SOURCE RECORDS START
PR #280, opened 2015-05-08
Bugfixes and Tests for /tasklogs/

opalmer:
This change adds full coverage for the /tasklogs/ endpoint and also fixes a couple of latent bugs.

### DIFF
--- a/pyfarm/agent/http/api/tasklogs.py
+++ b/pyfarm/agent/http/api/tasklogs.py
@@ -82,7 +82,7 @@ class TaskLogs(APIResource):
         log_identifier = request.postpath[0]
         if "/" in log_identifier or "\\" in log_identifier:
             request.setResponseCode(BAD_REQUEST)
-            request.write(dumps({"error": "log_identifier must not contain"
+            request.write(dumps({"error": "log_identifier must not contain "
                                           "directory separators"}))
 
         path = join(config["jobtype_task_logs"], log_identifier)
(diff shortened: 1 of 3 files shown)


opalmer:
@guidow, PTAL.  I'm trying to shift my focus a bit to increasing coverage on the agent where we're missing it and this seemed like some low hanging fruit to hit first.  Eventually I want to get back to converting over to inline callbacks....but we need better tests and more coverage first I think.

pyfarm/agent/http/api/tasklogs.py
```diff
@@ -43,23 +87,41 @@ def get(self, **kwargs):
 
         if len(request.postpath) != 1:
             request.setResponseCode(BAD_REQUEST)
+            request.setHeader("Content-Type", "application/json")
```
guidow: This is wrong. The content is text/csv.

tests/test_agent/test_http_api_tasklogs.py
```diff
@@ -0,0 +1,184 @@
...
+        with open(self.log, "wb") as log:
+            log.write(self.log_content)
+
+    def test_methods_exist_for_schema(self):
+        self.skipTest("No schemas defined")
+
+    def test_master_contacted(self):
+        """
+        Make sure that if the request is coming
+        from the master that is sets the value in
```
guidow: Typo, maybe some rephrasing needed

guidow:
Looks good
SOURCE RECORDS END
SOURCE RECORDS START
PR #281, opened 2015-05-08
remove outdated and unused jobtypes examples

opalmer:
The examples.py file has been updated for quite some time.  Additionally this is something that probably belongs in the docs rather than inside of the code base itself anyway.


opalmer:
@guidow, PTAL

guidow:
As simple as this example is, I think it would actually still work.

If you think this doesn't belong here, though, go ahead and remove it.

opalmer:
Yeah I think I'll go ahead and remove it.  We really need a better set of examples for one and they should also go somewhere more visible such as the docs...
SOURCE RECORDS END
*EXERCISE AIM:* Among the lines of the data, find every one that holds "PTAL" and copy it.

*ANSWER BELOW:*
@guidow, PTAL.  I'm trying to shift my focus a bit to increasing coverage on the agent where we're missing it and this seemed like some low hanging fruit to hit first.  Eventually I want to get back to converting over to inline callbacks....but we need better tests and more coverage first I think.
@guidow, PTAL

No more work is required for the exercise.